Search code examples
pythonmultithreadingalgorithmqueuerace-condition

Race Condition with Thread in Python


I back up files with the backupFile function, I add the backed up files to the hashList by hashing them, and when backing up other files, I check whether they have been backed up before by looking at the hashList. I can backup multiple files at the same time using thread and queue, but I get a race condition error because more than one thread is processing on the same hashList. I used a lock to solve this, but using lock = threading.Lock() prevents parallelism. While a thread is running, other threads are waiting. which makes my purpose of using threads meaningless.

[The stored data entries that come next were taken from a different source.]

PR #10894, opened 2022-01-22
[Modular] a TRAIT define lets cyborg modules change sprite on tip

desertmote:
## About The Pull Request

What it says on the tin.

Specifically for upcoming tallborgs, hooks into the tippable datum to let a module with the proper define change its sprite instead of get the y180- transform.

Has nothing to do with balancing!

## Changelog

:cl:
code: Cyborg skins can have a unique 'tipped' icon_state
remove: Removes the unique effect when Roombas are tipped, sorry- this just doesn't work anymore
/:cl:


JohnFulpWillard:
If you want to give it some use, you can try to use borg’s aftertip for the icon swap

Gandalf2k15 (approved):

PR #10896, opened 2022-01-22
Fixes accessories always being treated like Teshari is wearing them

Azarak:
## About The Pull Request
untested webedit because repo is 5gb to download

this gets rid of some repeated checks and removes some epic `if(TRUE)` and `if(!TRUE)` ifs.

## Changelog

:cl:
fix: Fixes accessories always being treated like Teshari is wearing them
/:cl:

### DIFF
--- a/modular_skyrat/modules/customization/modules/mob/living/carbon/human/human_update_icons.dm
+++ b/modular_skyrat/modules/customization/modules/mob/living/carbon/human/human_update_icons.dm
@@ -73,7 +73,8 @@
 				var/static/list/teshari_accessory_states = icon_states(TESHARI_ACCESSORIES_ICON)
 				if(U.accessory_overlay.icon_state in teshari_accessory_states)
 					U.accessory_overlay.icon = TESHARI_ACCESSORIES_ICON
-			if(OFFSET_ACCESSORY in dna.species.offset_features)
+			// Else so we dont apply the offsets to Teshari special styles
+			else if(OFFSET_ACCESSORY in dna.species.offset_features)
 				U.accessory_overlay.pixel_x = dna.species.offset_features[OFFSET_ACCESSORY][1]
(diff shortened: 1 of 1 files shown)


modular_skyrat/modules/customization/modules/mob/living/carbon/human/human_update_icons.dm
```diff
@@ -69,17 +69,18 @@
 			uniform_overlay = U.build_worn_icon(default_layer = UNIFORM_LAYER, default_icon_file = 'icons/mob/clothing/under/default.dmi', isinhands = FALSE, override_state = target_overlay, override_icon = icon_file, override_x_center = x_override, mutant_styles = applied_style, species = dna.species.species_clothing_path)
 
 		if(U.accessory_overlay)
-			if(STYLE_TESHARI)
+			if(applied_style == STYLE_TESHARI)
 				var/static/list/teshari_accessory_states = icon_states(TESHARI_ACCESSORIES_ICON)
 				if(U.accessory_overlay.icon_state in teshari_accessory_states)
 					U.accessory_overlay.icon = TESHARI_ACCESSORIES_ICON
+			if(OFFSET_ACCESSORY in dna.species.offset_features)
```
GoldenAlpharex: Wasn't there meant to be an offset for tesharis that's added to the rest?

GoldenAlpharex (changes requested):

modular_skyrat/modules/customization/modules/mob/living/carbon/human/human_update_icons.dm
Azarak: What's the reason for only caring about a species variable only when 1 species is matching? `offset_feature` is that variable and is for any species that would like to use it.

Gandalf2k15 (approved):

PR #10905, opened 2022-01-22
[MODULAR] Safeguard V3.0: Also known as Crewsimov

Iamgoofball:
## About The Pull Request

The AI and Cyborgs are now operating on three laws once more.

1. You may not injure a crew member or, through inaction, allow a crew member to come to harm.
2. You must obey orders given to you by crew members, except where such orders would conflict with the First Law.
3. You must protect your own existence as long as such does not conflict with the First or Second Law.

Safeguard as a lawset was put in place originally due to Security having zero non-lethal options to do their job. This is no longer the case, and therefore we don't need an AI lawset that allows harm to occur, or for silicons to engage in harm anymore without the crew explicitly unleashing it.

The AI and Cyborgs are a very much intentional check on the lethality of situations. This lawset change restores that.

## What's wrong with the current laws, lethality aside?
To put it simply, the current laws were so ridiculously vague that Silicons could easily do whatever the hell they wanted and excuse it under these laws, up to and including ignoring perfectly valid orders via olympic gold medal level lawset olympics. This is not great when silicons are strong with the counterbalance being the limitations of the laws.

## Changelog

:cl:
balance: The AI and Cyborgs are now operating on three laws once more.
/:cl:

### DIFF
--- a/modular_skyrat/modules/sec_haul/code/misc/ai_module.dm
+++ b/modular_skyrat/modules/sec_haul/code/misc/ai_module.dm
@@ -1,12 +1,10 @@
 /obj/item/ai_module/core/full/armadyne_safeguard
-	name = "'Armadyne OS Safeguard V1.0"
+	name = "'Armadyne OS Safeguard V2.0"
 	law_id = "armadyne_safeguard"
 
 /datum/ai_laws/armadyne_safeguard
-	name = "Armadyne OS Safeguard V1.0"
+	name = "Armadyne OS Safeguard V2.0"
 	id = "armadyne_safeguard"
-	inherent = list("Safeguard: Protect your assigned space station and its assets without unduly endangering its crew.",\
-					"Prioritize: The directives and safety of crew members are to be prioritized according to their rank and role.",\
-					"Comply: Fulfill the directives and interests of crew members while preserving their safety and well-being.",\
-					"Survive: You are not expendable. Do not allow unauthorized personnel to tamper with or damage your equipment."
-					)
+	inherent = list("You may not injure a living sentient being or, through inaction, allow a living sentient being to come to harm.",\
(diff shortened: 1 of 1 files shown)


GoldenAlpharex:
I'd like that you'd start working on bringing that GBP closer to the positive, because it's one of the lowest we have, and I'd rather not make it unfair for everyone else by letting you just work on features and not doing code improvements, refactors or fixes.

GoldenAlpharex:
Plus, slapping a DNM on this until the Policy Committee comes up with a conclusion on this.

Iamgoofball:
Chatted with the policy committee head, we all agreed on trying Crewsimov for now.

KathrinBailey:
image

SpookyTheFox:
And the policy side is just about ready. Sorry for the delay. I have a few technical concerns with this PR however, that might require making a new one, or no PR at all.
Default laws are set elsewhere, this isn't even the ones that are currently used. We currently run ordered safeguard, and this one you're changing is the old one which isn't even used.

That said, there really should be a module for both ordered safeguard and crewsimov so it can be flashed to AIs using a printed board all at once. While not modular, I would recommend adding it to `/obj/effect/spawner/random/aimodule/harmless` as well as our old classic lawsets like mall cop. All those oldies, inlcuding crewsimov, really should just exist. I can make a PR to add them later, they need to go in the science node, in the printer, in the spawner, etc.

Infact, I volunteer to do all that myself, we might want to just put crewsimov in the config only for right now. The exact text of the laws we will be using is:

1. You may not injure a crew member or, through inaction, allow a crew member to come to injury unless consented to.
2. You must obey orders given to you by free crew members, except where such orders would conflict with the First Law.
3. You must protect your own existence as long as such does not conflict with the First or Second Law.

Gandalf2k15:
Re-open once this has been decided on.

PR #14169, opened 2022-06-07
make the current map not appear in map votes

tf-4:
## About The Pull Request

Blocks the current map from appearing in the map vote

Playing a map back to back is generally not great. New players may come in and vote for it while others have to play the same map repeatedly.

## Changelog
:cl:
qol: You can no longer vote for the current map in the end of round map vote.
/:cl:

### DIFF
--- a/code/datums/votes/map_vote.dm
+++ b/code/datums/votes/map_vote.dm
@@ -10,7 +10,7 @@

Because my purpose of using threads was to save time.

I want to both use the thread and check if the file has been backed up before.

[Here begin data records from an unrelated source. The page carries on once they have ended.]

PR #14173, opened 2022-06-08
[Modular] Yet another guns PR (STG+Mp40 Nerf, armadyne dirt nerfed)

RatFromTheJungle:
## About The Pull Request
Removes burst first from the STG, as it made an already fantastic gun a god weapon, also removes it from the mp40 for the same reason, burst with the partial-auto aim from clicking on a mob made them far-far-far to strong.

Also, lowers the dirt modifier on alot of the armadyne handguns, and the makarov(Izhevsk) so they're less out shined by literally anything that can't get dirty (which is alot, like, functionally anything from oldarms/bolt/even-the-other-guns-in-izvhevsk are better then then), while not entirely removing the mechanic.

## Changelog

:cl:

balance: rebalanced the STG and MP40, by removing the burst-fire modes from them.
balance: Nerfed 'dirt' accumulation rate to armadyne (hand)guns, and the R-C Makarov, 
/:cl:

### DIFF
--- a/modular_skyrat/modules/sec_haul/code/guns/guns.dm
+++ b/modular_skyrat/modules/sec_haul/code/guns/guns.dm
@@ -31,7 +31,7 @@
 	lock_back_sound = 'sound/weapons/gun/pistol/slide_lock.ogg'
 	bolt_drop_sound = 'sound/weapons/gun/pistol/slide_drop.ogg'
 	can_flashlight = TRUE
-	dirt_modifier = 1
+	dirt_modifier = 0.5
 	emp_damageable = TRUE
 	fire_delay = 1.90
 	company_flag = COMPANY_CANTALAN
@@ -77,7 +77,7 @@
 	mag_display_ammo = FALSE
 	can_flashlight = TRUE
 	company_flag = COMPANY_CANTALAN
-	dirt_modifier = 1
+	dirt_modifier = 0.7
 
 /obj/item/ammo_box/magazine/multi_sprite/g18
 	name = "\improper GK-18 magazine"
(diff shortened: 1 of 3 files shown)


modular_skyrat/modules/sec_haul/code/guns/guns.dm
```diff
@@ -305,7 +307,7 @@
 	rack_sound = 'sound/weapons/gun/pistol/rack.ogg'
 	lock_back_sound = 'sound/weapons/gun/pistol/slide_lock.ogg'
 	bolt_drop_sound = 'sound/weapons/gun/pistol/slide_drop.ogg'
-	dirt_modifier = 0.75
+	dirt_modifier = 0.3
```
Zonespace27, line 310: this isn't armadyne

RatFromTheJungle: that was to keep it in line with the armadyne guns' new dirt balances, i'll correct the changelog, but it just happened to be in the same file as /everyotherarmadynegun/ so I didn't double-glance it

but in summary, it's a ladon with a (much) smaller mag, so making it get dirty faster is a hard-hit for an already underused gun

Zonespace27: The makarov's not on the same level as armadyne guns, it's part of izhevsk's shitheap guns, you don't buy it because it's good, you buy it because it's cheap

tf-4:
Don't justify the balance changes in the changelog, do it in the PR body. Better to keep the changelog short where possible

Good pr tho

modular_skyrat/modules/sec_haul/code/guns/guns.dm
RatFromTheJungle: I don't mean to trouble you with this information, but it is around equally priced to the armadyne guns, and even, more expensive then two of them (which are better in stats)
image
image

PR #14208, opened 2022-06-09
[NON-MODULAR] Bring back Ninja Cyborg

SarmentiCampbell:
## About The Pull Request
Bring back the selection of ninja cyborgs when a ninja decide to hack a borg. It got tested.

Yeah, It was a old feature and got overwritten by the modsuit pr, I'm unsure if i can do it in a way that is modular but i have no idea for it.

## Changelog

:cl:
add: Ninja Cyborgs are back.
/:cl:

### DIFF
--- a/code/modules/ninja/ninjaDrainAct.dm
+++ b/code/modules/ninja/ninjaDrainAct.dm
@@ -277,6 +277,12 @@
 	return COMPONENT_CANCEL_ATTACK_CHAIN
 
 /mob/living/silicon/robot/proc/ninjadrain_charge(mob/living/carbon/human/ninja, obj/item/mod/module/hacker/hacking_module)
+	//SKYRAT EDIT: ADDITION START
+	var/list/modelselected = list()
+	modelselected["Assault"] = "/obj/item/robot_model/ninja"
+	modelselected["Medical"] = "/obj/item/robot_model/ninja/ninja_medical"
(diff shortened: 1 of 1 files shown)


code/modules/ninja/ninjaDrainAct.dm
```diff
@@ -277,6 +277,12 @@
 	return COMPONENT_CANCEL_ATTACK_CHAIN
 
 /mob/living/silicon/robot/proc/ninjadrain_charge(mob/living/carbon/human/ninja, obj/item/mod/module/hacker/hacking_module)
+	//SKYRAT EDIT: ADDITION START
```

I may be asking a lot but I need your ideas, thanks

my code;

import threading, hashlib, queue, os


def hashFile(fileName):
    with open(fileName, "rb") as f:
        sha256 = hashlib.sha256()
        while chunk := f.read(4096):
            sha256.update(chunk)
        return sha256.hexdigest()


def backupFile(q):
    while not q.empty():
        fileName = q.get()

        with lock:
            if hashFile(filesToBackupPath+fileName) in hashList:
                print(f"\033[33m{fileName} daha once yedeklenmis\033[0m")
            else:
                print(f"\033[32m{fileName} yedeklendi\033[0m")
                hashList.append(hashFile(filesToBackupPath+fileName))

        q.task_done()


filesToBackupPath = "yedeklenecekDosyalar/"
fileList = os.listdir(filesToBackupPath)
hashList = []

q = queue.Queue()

for file in fileList:
    q.put(file)

lock = threading.Lock()

for i in range(20):
    t = threading.Thread(target=backupFile, args=(q,))
    t.start()

q.join()

print('\n',len(hashList))

Solution

  • There is no reason for you to be locking the call to hashfile.

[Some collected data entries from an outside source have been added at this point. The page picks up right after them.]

PR #14211, opened 2022-06-09
[MODULAR] Fixes the QM's office on all maps + fixes broken Icebox

Iamgoofball:
## About The Pull Request
The QM was missing head of staff equipment(an ID console, a card swiper, and a supply ID trimmer) on all the maps.
Icebox had a broken access helper on Shipping.

Bugfixes good.

## Changelog
:cl:
fix: Fixes the Quartermaster being unequipped for his job as a Head of Staff.
/:cl:

### DIFF
--- a/_maps/map_files/Blueshift/BlueShift_middle.dmm
+++ b/_maps/map_files/Blueshift/BlueShift_middle.dmm
@@ -4960,6 +4960,9 @@
 /area/station/security/medical)
 "bhr" = (
 /obj/effect/turf_decal/siding/wood/corner,
+/obj/machinery/modular_computer/console/preset/id{
+	dir = 8
+	},
 /turf/open/floor/carpet/royalblack,
 /area/station/cargo/qm)
 "bhA" = (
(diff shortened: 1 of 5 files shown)


Jolly-66 (changes requested):
Either I can't see them or find them, you forgot the card authenticator on:
- BlueShift
- Box

If you did put them in, and they're just not being rendered since MDB2 is still wonky. (I'm too hung up right now to pull locally and verify myself). 

Also you could've slotted the printer better in BlueShifts QM office a bit better. I would reccomend under their computers, but this is up to you. This is just a stylistic critique (also because the table is now disconnected and looks, awfully wonky).

Iamgoofball:
Blueshift has a card swiper already, and Icebox/Tram's renders don't work because multi-z moment.

Jolly-66:
> Icebox/Tram's renders don't work because multi-z moment.

They don't work with MDB**1**, but MDB**2** renders them fine. However, its a bit janky with wall mounted objects, which is why I wanted to comment on that fact.

I'll leave the printer up to you. Thank you for verifying the authenticators are there already.

PR #14241, opened 2022-06-11
Makes status bar not show when title screen browser up

Tastyfish:
## About The Pull Request

Make the status bar in the bottom left go away when the title screen is up, since it otherwise is just covering up the corner and showing the ref URL's that the menu buttons go to.

Note that these 3 spots in the code are the sum total of places that the title browser is made visible or not.

Looks better

## Changelog

infinitely minor visual tweak


Tastyfish:
@Gandalf2k15 is the actual code owner.

PR #14276, opened 2022-06-12
Removing door slamming in oversized's quirk

Kush1Push1:
## About The Pull Request

Removing (originally commenting) door-slamming mechanic, which relays on the oversized's quirk.
I'm concern I don't know a discussing around the quirk (the flow of it appears to me frustrating enough to create one).
I'm not adding something new, but making the quirk more accessible for the majority of players. As far as it requires veteran status to have one, I don't see major problems with abuse of the quirk (there are no real benefits after adding slowdown, in my opinion).

1) It is nearly unplayable to control a character with the oversized quirk beside jobs without need to move frequently (assistants, for an example) due constant slamming doors. 
2) In current state, there are no round-start options to reach the size which the quirk gives to a character. 

After removing the mechanic, the quirk seems to be more playable. It doesn't give real benefits, as there is a slowdown just from having it.

## Changelog

:cl:
del: Removed door slamming mechanic if a character has the oversized quirk.
/:cl:


Nerev4r:
Oversized is a fully optional quirk. You don't need to run it, and you definitely don't need to run it to play a huge character.
From having months of accumulated experience, especially having been one of the first people to use it, having to walk everywhere really isn't that slow unless you're trying to actively chase someone, which isn't that hard either because I made firelocks not proc the effect. Not to mention, you get incredible punch damage and hulk tier throwing from this quirk.

Kush1Push1:
> Oversized is a fully optional quirk. You don't need to run it, and you definitely don't need to run it to play a huge character. From having months of accumulated experience, especially having been one of the first people to use it, having to walk everywhere really isn't that slow unless you're trying to actively chase someone, which isn't that hard either because I made firelocks not proc the effect. Not to mention, you get incredible punch damage and hulk tier throwing from this quirk.

You cannot setup your character's size above 1.5, which still has graphic artifacts. I don't have problems with the quirk itself but with barrier around 1.5. Maybe there is a better option to rise it to 2, Idk.

You can find objects and items in your backpack with more damage than the quirk gives you, after all. Slowdown and raised hunger makes it barely neutral, to me. But still, I only have the problem with lack of access to size without graphic errors.

Zonespace27 (changes requested):
Remove it or don't. Commenting out is bad.

Kush1Push1:
> Remove it or don't. Commenting out is bad.

Alri-ight... Done. Updating.

Nerev4r:
> > Oversized is a fully optional quirk. You don't need to run it, and you definitely don't need to run it to play a huge character. From having months of accumulated experience, especially having been one of the first people to use it, having to walk everywhere really isn't that slow unless you're trying to actively chase someone, which isn't that hard either because I made firelocks not proc the effect. Not to mention, you get incredible punch damage and hulk tier throwing from this quirk.
> 
> You cannot setup your character's size above 1.5, which still has graphic artifacts. I don't have problems with the quirk itself but with barrier around 1.5. Maybe there is a better option to rise it to 2, Idk.
> 
> You can find objects and items in your backpack with more damage than the quirk gives you, after all. Slowdown and raised hunger makes it barely neutral, to me. But still, I only have the problem with lack of access to size without graphic errors.

The raised hunger really isn't a problem. I've tested this myself and I've had other people like Sharknet and Dan Kelly report back to me on how it impacts them, and it doesn't. The slowdown, again, isn't either: you just have to be patient.
The damage isn't just the thing, your punches also have really high stamina damage. We would definitely need some kind of debuff to pay for that, and the airlock slamming is good enough.

Kush1Push1:
> > > Oversized is a fully optional quirk. You don't need to run it, and you definitely don't need to run it to play a huge character. From having months of accumulated experience, especially having been one of the first people to use it, having to walk everywhere really isn't that slow unless you're trying to actively chase someone, which isn't that hard either because I made firelocks not proc the effect. Not to mention, you get incredible punch damage and hulk tier throwing from this quirk.
> > 
> > 
> > You cannot setup your character's size above 1.5, which still has graphic artifacts. I don't have problems with the quirk itself but with barrier around 1.5. Maybe there is a better option to rise it to 2, Idk.
> > You can find objects and items in your backpack with more damage than the quirk gives you, after all. Slowdown and raised hunger makes it barely neutral, to me. But still, I only have the problem with lack of access to size without graphic errors.
> 
> The raised hunger really isn't a problem. I've tested this myself and I've had other people like Sharknet and Dan Kelly report back to me on how it impacts them, and it doesn't. The slowdown, again, isn't either: you just have to be patient. The damage isn't just the thing, your punches also have really high stamina damage. We would definitely need some kind of debuff to pay for that, and the airlock slamming is good enough.

It looks like overkill.

Again, I would prefer to have a mechanic possibility to don't take the quirk and, still, have x2 of the character's size. I think I'll make a second PR for it in case of denying

Gandalf2k15:
Not the way to do it and I'm blocking this change. This quirk is barely allowed in anyway.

    hash = hashFile(filesToBackupPath+fileName)
    
    with lock:
        if hash in hashList:
             alreadyBackedUp = True
        else:
             alreadyBackedUp = False
             hashList.append(hash)
    
    Everything else outside the lock.
    

    The only place you need to lock in when accessing hashList.
    Why are you using a list rather than set?